§ TASK BRIEF:
Determine the number of lines below that contain the string "nestjs", and state only that number.

§ AVAILABLE DATA:
Issue #858, opened 2025-03-24
🤔 [ISSUE] -  Remove Obsolete Commented Code and Comments


MohamedAliBouhaouala:
### Description

There is commented-out code and outdated comments present in the codebase. These are no longer needed and may cause confusion for future development. [

![Image](https://github.com/user-attachments/assets/f5e6bdef-1905-4cae-a497-4f4f66f1694f)

### Reproduction steps

```bash
1. Go to '...'
2. Click on '....'
3. Scroll down to '....'
4. See error
```

### Logs

```bash

```

yassinedorbozgithub:
The version 2 is no more supported

PR #921, opened 2025-04-13
feat: add contextVar regex validation

### LINKED ISSUE #917: 💡 [REQUEST] - Add validation rules to context variables
### Summary

This issue proposes adding functionality to validate context variables based on user-defined rules. Currently, there isn't a flexible way to ensure that context variables conform to specific formats or patterns. This feature would empower users to define custom validation logic, enhancing data integrity and preventing unexpected behavior in downstream processes.

**Motivation:**

In various scenarios, it's crucial to ensure that context variables adhere to specific formats. For example:

* Ensuring an order ID context variable only contains digits.
* Verifying that a tracking number follows a specific alphanumeric pattern.
* Validating that a user input matches a defined regular expression.

Without built-in support for such validation, users often have to implement these checks manually within their workflows, leading to code duplication and potential inconsistencies.

**Proposed Solution:**

We propose introducing a mechanism that allows users to define validation rules for context variables. This could be implemented in several ways, including:

* **Simple Rule Types:** Providing predefined rule types such as "digits only," "alphanumeric," "minimum length," "maximum length," etc.
* **Pattern Matching:** Allowing users to specify a digit pattern (e.g., `DDD-DDDD-DDD`).
* **Regular Expression Support:** Enabling users to define validation rules using regular expressions for more complex patterns.
* **Custom Validation Functions (Advanced):** For highly specific requirements, allowing users to provide a custom function that takes the context variable as input and returns a boolean indicating validity.

### Basic Example

**Example Usage:**

Imagine a workflow where a user provides a "zip\_code" as a context variable. The user could define a validation rule like:

* **Rule Type:** `digits_only` and `length_equals: 5`
* **Pattern:** `\d{5}` (using a digit pattern)
* **Regex:** `^[0-9]{5}$` (using a regular expression)

If the "zip\_code" variable does not meet this rule, the system could:

* Raise an error and halt the workflow.
* Provide a warning or log message.
* Potentially trigger a fallback mechanism.

yassinedorbozgithub:
# Motivation:
The main motivation is to add an extra regex validation before updating contextVars (permanent, and not permanent).
This added feature will give us the possibility to use multiple contextVars in the same block without value interference. 

(NB: this update suppose that the regex for all the contextVars used in the same block are unique) 

Fixes #917

# Screenshots:
image
image

# Checklist:

## Summary by CodeRabbit

- **New Features**
  - Introduced regex pattern support for context variable configurations. Users can now specify a custom regex pattern when creating or updating context variables.
  - Expanded the context variable form with a dedicated input field that validates the regex format.
  - Enhanced the display in context variable listings with a new column showing the configured regex pattern.

- **Refactor**
  - Improved validation logic ensures that only context variable values matching the defined patterns are accepted.
  - Updated method signatures to accommodate potential undefined values in context variable retrieval.

### DIFF
--- a/api/src/chat/services/conversation.service.ts
+++ b/api/src/chat/services/conversation.service.ts
@@ -116,9 +116,17 @@ export class ConversationService extends BaseService<
 
         const context_var = contextVars[capture.context_var];
         const { permanent, pattern = '' } = context_var || {};
-        const isValidContextValue = new RegExp(pattern.slice(1, -1)).test(
-          `${contextValue}`,
-        );
+        const isValidContextValue = (() => {
+          try {
+            return new RegExp(pattern.slice(1, -1)).test(`${contextValue}`);
+          } catch (error) {
+            this.logger.error(
+              `Invalid regex pattern for ContextVar[${capture.context_var}]: ${pattern}`,
+            );
+            return false;
+          }
+        })();
+
         if (isValidContextValue) {
           if (profile.context?.vars && permanent) {
             this.logger.debug(
--- a/api/src/chat/services/conversation.service.ts
+++ b/api/src/chat/services/conversation.service.ts
@@ -6,7 +6,7 @@
  * 2. All derivative works must include clear attribution to the original creator and software, Hexastack and Hexabot, in a prominent location (e.g., in the software's "About" section, documentation, and README file).
  */
 
-import { Injectable, Logger } from '@nestjs/common';
+import { Injectable } from '@nestjs/common';
 
 import EventWrapper from '@/channel/lib/EventWrapper';
 import { BaseService } from '@/utils/generics/base-service';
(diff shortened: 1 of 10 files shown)


api/src/chat/services/conversation.service.ts
```diff
@@ -114,16 +114,36 @@ export class ConversationService extends BaseService<
         contextValue =
           typeof contextValue === 'string' ? contextValue.trim() : contextValue;
 
-        if (
-          profile.context?.vars &&
-          contextVars[capture.context_var]?.permanent
-        ) {
-          Logger.debug(
-            `Adding context var to subscriber: ${capture.context_var} = ${contextValue}`,
+        const context_var = contextVars[capture.context_var];
```
MohamedAliBouhaouala, line 117: Lines 98-100.
There's obsolete commented out code. Can we get rid of it ?

abdou6666:
LGTM!
image

frontend/src/components/visual-editor/form/inputs/triggers/PatternInput.tsx
```diff
@@ -26,7 +26,7 @@ import {
 import { OutcomeInput } from "./OutcomeInput";
 import { PostbackInput } from "./PostbackInput";
 
-const isRegex = (str: Pattern) => {
+export const isRegex = (str: Pattern) => {
```
abdou6666, line 29: We can do this instead to check for regex validation:
```
  try {
    new RegExp(str.slice(1, -1));
    return true;
  } catch (e) {
    return false;
  }
```

abdou6666 (changes requested):

api/src/chat/services/conversation.service.ts
yassinedorbozgithub: Thank you for the feedback, your are right but. 
Let's keep the update as short as possible to facilitate the review process.
I propose to create a dedicated [issue](https://github.com/Hexastack/Hexabot/issues/924) for the recommended update.

frontend/src/components/visual-editor/form/inputs/triggers/PatternInput.tsx
yassinedorbozgithub: The isRegex function is used to detect from an input the corresponding form type to show.
If we use this function the text case will be impacted directly.

api/src/chat/services/conversation.service.ts
MohamedAliBouhaouala: That's a duplicate issue. I already created it previously. See the [original one](https://github.com/Hexastack/Hexabot/issues/858)

abdou6666 (approved):

marrouchi:
Closed in favor of the new NLU pattern lookup strategy.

§ TASK RESPONSE:
2